Plastics are consuming the world and the issue is getting worse, not better. After two world wars, thrift and reuse in the North American economy had become a regular practice. The wars encouraged recycling efforts as a means to save in-demand materials for the military. For example, the bottling industry was remarkably efficient at recycling containers at low cost. The bottles were hand stamped by the company producing them to mark ownership and the business would use a deposit-refund system to ensure consumers returned the bottles after consumption. They were consistently cleaned, refilled, capped and returned to the market after use.
Although the industry was efficient and sustainable, it was also difficult to grow — for many politicians and economists at the time, that was a problem. As a result, plastic production was a useful solution for the packaging industry’s stagnation.
Editor of U.S. magazine Modern Packaging Lloyd Stouffer famously said in 1956 while addressing the Society of the Plastics Industry conference in New York, “The future of plastics is in the trash can […] It [is] time for the plastics industry to stop thinking about ‘reuse’ packages and concentrate on single use. For the package that is used once and thrown away, like a tin can or a paper carton, represents not a one-shot market for a few thousand units, but an everyday recurring market measured by the billions of units.”
Stouffer saw plastic use as a never-ending source for profit in the packaging industry and his speech in New York has been etched in gold since single-use plastics ascended to the dirty throne. Now, Canada’s packaging sector accounts for 33 per cent of total demand in plastic production, dwarfing the construction and automotive sectors.
With the rise of single-use plastics, the problem about where to put them post-consumption followed. Only about 10 per cent of Canada’s annual plastic waste is diverted from landfills and even less is recycled. So, where does the other 90 per cent go? A good portion of it is dumped into the environment where it concentrates into microplastics that adversely affect the health of the land.
In Canada, environmental laws are regulated by a permission-to-pollute system that sets abstract thresholds for the land’s assimilative capacity — a term used to indicate how much industries can pollute before it causes damage to the land, water or air. These views of the land reduce it to a resource meant to be exploited by the ambitions of industry, not the continuity of ecological health.
These same thresholds are the ones destroying the health of communities lining the Athabasca River downstream from the oilsands in Alberta. Tailings ponds holding toxic carcinogenic minerals like arsenic are leaking into the river, elevating cancer rates in Indigenous communities. According to Canadian regulations, arsenic levels in the Athabasca River are reportedly normal, but the line between normal and dangerous is difficult to tell. Health Canada notes that 0.010 milligrams of arsenic per litre of drinking water is safe — however, a level of 0.011 milligrams is apparently dangerous.
Worse yet, a lot of Canada’s waste is shipped away to economically subjugated nations with less environmental regulations. Canada and corporations operating within its borders often pay these nations or other waste disposal companies to manage the issue for them. This waste is often burnt or dumped with little regard for local populations.

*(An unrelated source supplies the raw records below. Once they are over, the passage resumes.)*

PR #1, opened 2022-06-10
Add support for sparse LQ dynamic optimization

dlcole3:
Added functions to `DynamicNLPModels.jl` to enable building a `QuadraticModel` from a Q, R, A, and B matrix with optional x0, Qf, and lower/upper bounds on state and input variables. 

3 functions were added:
- `build_H`: builds a sparse matrix from the Q and R (and optional Qf) matrices such that $z^T H z = \Sigma_{i=1}^N(x_i^T Q x_i) + \Sigma_{i=1}^N(u_i^T R u_i) + x_N^T Qf x_N$ (where $Qf$ defaults to $Q$ if not defined). This is the format `QuadraticModels.jl` expects
- `build_A`: builds a sparse matrix that is equivalent to $x_(t+1) = Ax_t + Bu_t,$ for $t = 1, ...., N-1$. The new matrix has the form $ 0 \le Az \le 0$, which is the format `QuadraticModels.jl` expects.
- `get_QM`: Constructs a `QuadraticModel` from the Q, R, A, and B matrices along with the number of time steps, nt. Returns a `QuadraticModel`. 

Also added scripts to `test/` that includes a script building an equivalent `JuMP.jl` model of the above quadratic programs and tests that the solution fo the `QuadraticModel` is the same as the `JuMP.jl` model. The `runtests.jl` file runs the `JuMP.jl` model with `Ipopt` and compares it to the `QuadraticModel` solved with `Ipopt` and with `MadNLP`


src/DynamicNLPModels.jl
```diff
@@ -29,11 +33,130 @@ function LQDynData(
...
+
 end
 
 function QPData(dnlp::LQDynData{VT,MT}) where {VT,MT}
-    # TODO
+    
+end
+
+""" 
+Build the (sparse) H matrix for quadratic models from Q and R matrices
```
sshin23: Checkout the guidelines for docstring https://docs.julialang.org/en/v1/manual/documentation/

The docstring should include what are the arguments for the function. E.g., `?push!` gives me:

```
  push!(collection, items...) -> collection


  Insert one or more items in collection. If collection is an ordered
  container, the items are inserted at the end (in the given order).

  Examples
  ≡≡≡≡≡≡≡≡≡≡

  julia> push!([1, 2, 3], 4, 5, 6)
  6-element Vector{Int64}:
   1
   2
   3
   4
   5
   6


  If collection is ordered, use append! to add all the elements of another
  collection to it. The result of the preceding example is equivalent to
  append!([1, 2, 3], [4, 5, 6]). For AbstractSet objects, union! can be used
  instead.

  See sizehint! for notes about the performance model.

  See also pushfirst!.
```

src/DynamicNLPModels.jl
```diff
@@ -29,11 +33,130 @@ function LQDynData(
...
+Objective function is 1/2 z^T H z = 1/2 sum(x^T Q x for i in 1:T) + 1/2 sum(u^T R u for i in 1:(T-1))
+"""
+function build_H(
+    Q, R, nt;
+    Qf = [])
+    if size(Qf)[1] == 0
+        Qf = copy(Q)
+    end
+
+    ns = size(Q)[1]
```
sshin23: `size(Q,1)`

src/DynamicNLPModels.jl
```diff
@@ -29,11 +33,130 @@ function LQDynData(
...
+    return H
+end
+
+
+"""
+Build the (sparse) A matrix for quadratic models from the Ac and B matrices
+where 0 <= Az <= 0 for x_t+1 = Ac* x_t + B* u_t
+"""
+
+function build_A(Ac,B, nt)
```
sshin23: Using `A` for jacobian is confusing. Can you use `J` for jacobian and `A` for the system matrix?

src/DynamicNLPModels.jl
```diff
@@ -29,11 +33,130 @@ function LQDynData(
...
+    ns = size(Ac)[2]
+    nr = size(B)[2]
```
sshin23: `size(Ac,2)`

src/DynamicNLPModels.jl
```diff
@@ -29,11 +33,130 @@ function LQDynData(
...
+
+ 
+"""
+Get the QuadraticModels.jl QuadraticModel from the Q, R, A, and B matrices
+nt is the number of time steps
+"""
+function get_QM(
+    Q, R, A, B, nt;
+    c    = zeros(nt*size(Q)[1] + nt*size(R)[1]),
+    lvar = fill(-Inf, (nt*size(Q)[1] + nt*size(R)[1])),
```
sshin23: instead of `lvar` and `uvar`, we should take `xl` and `xu` for `xl <= x <= xu`

test/JuMP_sparse_linear_mpc.jl
```diff
@@ -0,0 +1,76 @@
+using Ipopt, JuMP, Random, LinearAlgebra
```
sshin23: We need to specify the dependency for test in `Project.toml`. Check https://github.com/MadNLP/MadNLP.jl/blob/master/Project.toml#L27-L34

test/JuMP_sparse_linear_mpc.jl
```diff
@@ -0,0 +1,76 @@
...
+            for i in NU
+                @constraint(model, u[i,j] <= uvar[ns*nt + (j-1)*nu + i])
+            end
+
+        end
+    end
+
+    if length(x0) != 0
+        for i in NS
+            @constraint(model, x[i,1] == x0[i])
```
sshin23: to be consistent with what we have for QMs, let's replace this to bound constraints for variables

test/runtests.jl
```diff
@@ -1,3 +1,135 @@
...
+ipopt_ulbx0   = ipopt(qpulbx0)
+madnlp_ulbx0  = madnlp(qpulbx0)
+
+# Test results
+@test abs(objective_value(mulbx0) - ipopt_ulbx0.objective)  < 1e-7
+@test abs(objective_value(mulbx0) - madnlp_ulbx0.objective) < 1e-7
+@test abs(madnlp_ulbx0.objective  - ipopt_ulbx0.objective) < 1e-7
+
+
+
```
sshin23: Let's remove 104-end. In principle, tests shouldn't fail as long as we have a correct implementation, though we want it to cover as many edge cases as possible. What we have here is not an edge case, since we may actually have an infeasible problem, due to the randomness. If we want to test that our package correctly identifies the infeasibility, we need to *intentionally* put an infeasible problem and see if the solver actually exits with infeasibility.

sshin23 (changes requested):
Not a bad PR for a first PR! Could you work on the requested changes @dlcole3?

test/JuMP_sparse_linear_mpc.jl
dlcole3: In other words, I should not treat $x_0$ as a variable, correct? Right now, I have been treating it as a variable, but it makes sense that I should remove that.

sshin23: ah, sorry. what I meant is "fixing" variables https://jump.dev/JuMP.jl/stable/manual/variables/

src/DynamicNLPModels.jl
dlcole3: In this case, xl and xu are  length nx (they are NOT length nx*N) correct?

sshin23: correct. And we do the same for `u`

sshin23:
and another minor comment. I find it confusing to use `x` as the symbol for state variables, because `x` is used for primal variable for NLP. I suggest changing the symbols for state variables to `s`

Project.toml
```diff
@@ -16,6 +16,12 @@ julia = "^1.6.0"
 
 [extras]
 Test = "8dfed614-e22c-5e08-85e1-65c5234f0b40"
+MadNLP = "2621e9c9-9eb4-46b1-8089-e8c72242dfb6"
+NLPModelsIpopt = "f4238b75-b362-5c4c-b852-0801c9a21d71"
+LinearAlgebra = "37e2e46d-f89d-539d-b4ee-838fcccc9c8e"
```
sshin23: LinearAlgebra is already in [deps], so no need to list it in [extras]

src/DynamicNLPModels.jl
```diff
@@ -2,6 +2,10 @@ module DynamicNLPModels
 
 import NLPModels
 import QuadraticModels
+import LinearAlgebra
+import SparseArrays
+
+export build_H, build_J, get_QM
```
sshin23: no need to export `build_H` and `build_J`, and rename it to `_build_H` and `_build_J`

sshin23: see https://stackoverflow.com/questions/53687998/function-name-with-a-leading-underscore

test/JuMP_sparse_linear_mpc.jl
```diff
@@ -0,0 +1,231 @@
+using Ipopt, JuMP, Random, LinearAlgebra
+
+
+
+"""
```
sshin23: it's good to have the docstring for this, but not particularly necessary since we are using this function just for testing. Next time don't spend too much time on docstrings for testing

test/JuMP_sparse_linear_mpc.jl
```diff
@@ -0,0 +1,231 @@
...
+
+    # Give objective function as xT Q x + uT R u where x is summed over T and u is summed over T-1
+    @objective(model,Min,  sum( 1/2 * Q[s1, s2]*(s[s1,t])*(s[s2,t]) for s1 in NS, s2 in NS, t in 1:(N-1)) + 
+            sum( 1/2 * R[u1,u2] * u[u1, t] * u[u2,t] for t in 1:(N-1) , u1 in NU, u2 in NU) + 
+            sum( 1/2 * Qf[s1,s2] * s[s1,N] * s[s2, N]  for s1 in NS, s2 in NS))
+
+    # return model
+    return model
+end
+#=
```
sshin23: remove the comment

test/JuMP_sparse_linear_mpc.jl
```diff
@@ -0,0 +1,231 @@
+using Ipopt, JuMP, Random, LinearAlgebra
```
sshin23: some duplicate `using` here. Ideally, we want to `using` all package at the beginning of `runtests.jl` script

sshin23: and possibly rename the script to `sparse_lq_test.jl`

sshin23 (changes requested):
Some further comments

test/JuMP_sparse_linear_mpc.jl
dlcole3: Does this apply to internal functions that are not being exported as well, such as `_build_J` or `_build_H`?

Project.toml
```diff
@@ -16,6 +16,11 @@ julia = "^1.6.0"
...
+MadNLP = "2621e9c9-9eb4-46b1-8089-e8c72242dfb6"
+NLPModelsIpopt = "f4238b75-b362-5c4c-b852-0801c9a21d71"
+JuMP = "4076af6c-e467-56ae-b986-b466b2749572"
+Ipopt = "b6b21f68-93f8-5de0-b562-5493be1d77c9"
+Random = "9a3f8284-a2c9-5f02-9a11-845980a1fd5c"
 
 [targets]
-test = ["Test"]
\ No newline at end of file
+test = ["Test", "MadNLP", "NLPModelsIpopt", "JuMP", "Ipopt", "Random"]
```
sshin23, line 26: LinearAlgebra here

sshin23 (changes requested):
minor comment

Project.toml
dlcole3: I originally had that in there, but I the test failed (see [link](https://github.com/MadNLP/DynamicNLPModels.jl/runs/6838304172?check_suite_focus=true)). Was I missing something on that original commit? This is from the test run after commit [e9f13f7](https://github.com/MadNLP/DynamicNLPModels.jl/pull/1/commits/e9f13f7fc112a83bdf932314a7441f84124202d9)

sshin23: ah, yes, you're right. no need for the change

sshin23 (approved):
approve all the changes

PR #7, opened 2022-06-13
Defining data structure for LQ dynamic optimization

### LINKED ISSUE #2: Defining data structure for LQ dynamic optimization
We should define the following data structure for LQ dynamic optimization
```julia
abstract type AbstractDynamicData{T,S} end

struct LQDynamicData{T,S,M} <: AbstractDynamicData{T,S}
s0::S
A::M
B::M
Q::M
R::M
Qf::M
# etc
end

abstract type AbstractDynamicModel{T,S} <: QuadraticModels.AbstractQuadraticModel{T, S} end

mutable struct LQDynamicModel{T, S, M1, M2, M3} <:  AbstractDynamicModel{T,S} 
  meta::NLPModelMeta{T, S}
  counters::Counters
  data::QPData{T, S, M1, M2}
  dynamic_data::LQDynamicData{T,S,M3}
  condense::Bool
end
```

and 
- define a constructor for `LQDynamicData`
- replace the current `build_QM` with `LQDynamicModel(::LQDynamicData{T,S,M}; condense = false) where {T,S,M}`
- define dynamic optimization-specific APIs such as `get_s0` and `set_s0!`

dlcole3:
This PR provides 3 things in response to issue "Defining data structure for LQ dynamic optimization".
- It defines the struct `LQDynamicData` and provides a constructor for this struct. There are two constructor options:
    - It can build the `LQDynamicData` by passing the `Q`, `R`, `A`, `B` matrices, `s0` vector, and the `N` time steps with optional arguments for `sl`, `su`, `ul`, and `uu`.
    - It can build the `LQDynamicData` by passing `ns`, `nu`, and `N`. It initializes empty arrays for `Q`, `R`, `A`, and `B` and sets `s0` to a zero vector and defaults to infinite bounds for states and inputs. These values can then be adjusted with the API functions
- It defines a new `LQDynamicModel(::LQDynamicData{T,S,M}; condense = false) where {T,S,M}` in the place of `build_QM`. 
- It defines functions for APIs, so that attributes of `LQDynamicData` can be modified or queried. The only exception is that `ns`, `nu`, and `N` cannot be modified.


src/DynamicNLPModels.jl
```diff
@@ -4,42 +4,597 @@ import NLPModels
...
 import LinearAlgebra
 import SparseArrays
+import SparseArrays: SparseMatrixCSC
 
-export get_QM
+export get_QM, LQDynamicData, LQDynamicModel,
+get_s0, set_s0!, get_Q, set_Q!, get_R, set_R!, get_Qf,
+set_Qf!, get_A, set_A!, get_B, set_B!, get_sl, set_sl!, 
+get_su, set_su!, get_ul, set_ul!, get_uu, set_uu!,
+jac_structure!, hess_structure!, jac_coord!, hess_coord!
```
sshin23: no need to export `jac_structure!, hess_structure!, jac_coord!, hess_coord!`

src/DynamicNLPModels.jl
```diff
@@ -4,42 +4,597 @@ import NLPModels
...
+        error("x0 is not within the given upper and lower bounds")
+    end
+
+    ns= size(Q,1)
+    nu= size(R,1)
+
+
+    LQDynamicData{T,S,M}(
+        s0, A, B, Q, R, N,
+
```
sshin23: the empty line should be removed

src/DynamicNLPModels.jl
```diff
@@ -4,42 +4,597 @@ import NLPModels
...
+- `ul = fill(-Inf, nu)`: vector of lower bounds on input variables
+- `uu = fill(Inf, nu)` : vector of upper bounds on input variables
+"""
+function LQDynamicData(
+    s0::S,
+    A::M,
+    B::M,
+    Q::M,
+    R::M,
+    N::Int;
```
sshin23: I'd remove `::Int` here just to make the constructor more flexible

src/DynamicNLPModels.jl
```diff
@@ -4,42 +4,597 @@ import NLPModels
...
+---
+
+Initializes empty `Q`, `R`, `A`, and `B` (sparse) arrays and empty `s0`, `sl`, `su`, `ul`, and `uu` vectors
+
+Inputs:
+- `ns`: number of states
+- `nu`: number of inputs
+- `N` : number of time points
+"""
+function LQDynamicData(ns::Int,
```
sshin23: this seems to be unnecessary

src/DynamicNLPModels.jl
```diff
@@ -4,42 +4,597 @@ import NLPModels
...
+    su = fill(Inf, ns)
+    ul = fill(-Inf, nu)
+    uu = fill(Inf, nu)
+
+    LQDynamicData(s0, A, B, Q, R, N; Qf = Qf, sl = sl, su = su, ul = ul, uu = uu)
+
+end
+
+
+
```
sshin23: for these functions, see if you can use @eval to make it more concise. See:
https://github.com/JuliaSmoothOptimizers/NLPModels.jl/blob/main/src/nlp/tools.jl#L5-L17

src/DynamicNLPModels.jl
```diff
@@ -4,42 +4,597 @@ import NLPModels
...
+        c0, 
+        c,
+        H,
+        J
+        ),
+        dnlp,
+        condense
     )
 
 end
```
sshin23, line 247: Let's define another constructor:
```julia
function LQDynamicModel(
    s0::S,
    A::M,
    B::M,
    Q::M,
    R::M,
    N;
    Qf::M = Q, 
    sl::S = (similar(s0) .= -Inf),
    su::S = (similar(s0) .=  Inf),
    ul::S = (similar(s0,size(R,1)) .= -Inf),
    uu::S = (similar(s0,size(R,1)) .=  Inf)
    ) where {T,S <: AbstractVector{T},M <: AbstractMatrix{T}}
```

src/DynamicNLPModels.jl
```diff
@@ -4,42 +4,597 @@ import NLPModels
...
 
-export get_QM
+export get_QM, LQDynamicData, LQDynamicModel,
+get_s0, set_s0!, get_Q, set_Q!, get_R, set_R!, get_Qf,
+set_Qf!, get_A, set_A!, get_B, set_B!, get_sl, set_sl!, 
+get_su, set_su!, get_ul, set_ul!, get_uu, set_uu!,
+jac_structure!, hess_structure!, jac_coord!, hess_coord!
 
-mutable struct LQDynData{VT,MT}
+abstract type AbstractDynamicData{T,S} end
```
sshin23: I'd call it AbstractLQDynamicData

sshin23 (changes requested):
Nice job, @dlcole3!

Only have a couple of minor comments

src/DynamicNLPModels.jl
sshin23: this will make your job of maintaining the code much easier ;)

PR #8, opened 2022-06-14
Hessian bug fix

### LINKED ISSUE #4: Hessian bug fix
Normally, MadNLP shouldn't regularize the problem for convex QPs, but it is regularizing this problem. This is an indication of a potential bug. This should be root-caused and fixed
https://github.com/MadNLP/DynamicNLPModels.jl/runs/6838395675?check_suite_focus=true#step:5:656

dlcole3:
Resolved the bug that resulted in regularizing a convex QP within `MadNLP.jl`. 

`LQDynamicModel` included a $u_N$ variable that was not needed within the optimization problem. Removed this variable by removing empty row/column in Hessian and empty column in Jacobian and extra lines in `lvar` and `uvar`. 

Also updated `build_QP_JuMP_model` function within `sparse_lq_test.jl` to remove the $u_N$ variable.


examples/JuMP_sparse_linear_mpc.jl
```diff
@@ -0,0 +1,79 @@
+using Ipopt, JuMP, Random, LinearAlgebra
```
sshin23: these files should be removed

sshin23 (approved):
approve the changes, but remove the old files in `examples`

src/DynamicNLPModels.jl
```diff
@@ -562,6 +562,55 @@ function _build_H(
 end
```
sshin23: shouldn't appear yet

sshin23 (changes requested):

src/DynamicNLPModels.jl
dlcole3: Sorry, I thought I had done my branch correctly to start the dense formulation, but that is not the case. I will remove that and push again

sshin23 (approved):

In 2019, the world watched after the Philippines threatened to send 60 containers of household waste back to Canada. Officials claimed that over 103 containers were sent to the Philippines between 2013 and 2014. Many containers were disposed, but the 69 containers shipped back were filled with dirty diapers, household waste and hazardous electronic waste and were forced to rot on the ports for years after the company that shipped the contents falsely labelled them as recyclables.
Whether we degrade Indigenous lands on our own continent or ship waste out of the sight of settlers’ view, both methods are colonialism in action. The ever-expanding production of plastics means that more and more land will need to be exploited for the products of our very consumption, simply as a means to discard them. In many ways, colonialism is like a snake eating its own tail.
As geographer Max Liboiron claims in their new book Pollution is Colonialism, “Whether motivated by profit and growth or environmental conservation, both approaches to waste and wasting are premised on an assumed entitlement to Indigenous Land.”
Canada’s waste policies are textbook examples of colonialism. The reason our cities aren’t overflowing with plastics and waste is primarily because they are shipped away from our sight. However, this doesn’t mean they don’t exist — it just means land elsewhere is being expropriated to make room for settlers’ ambitions.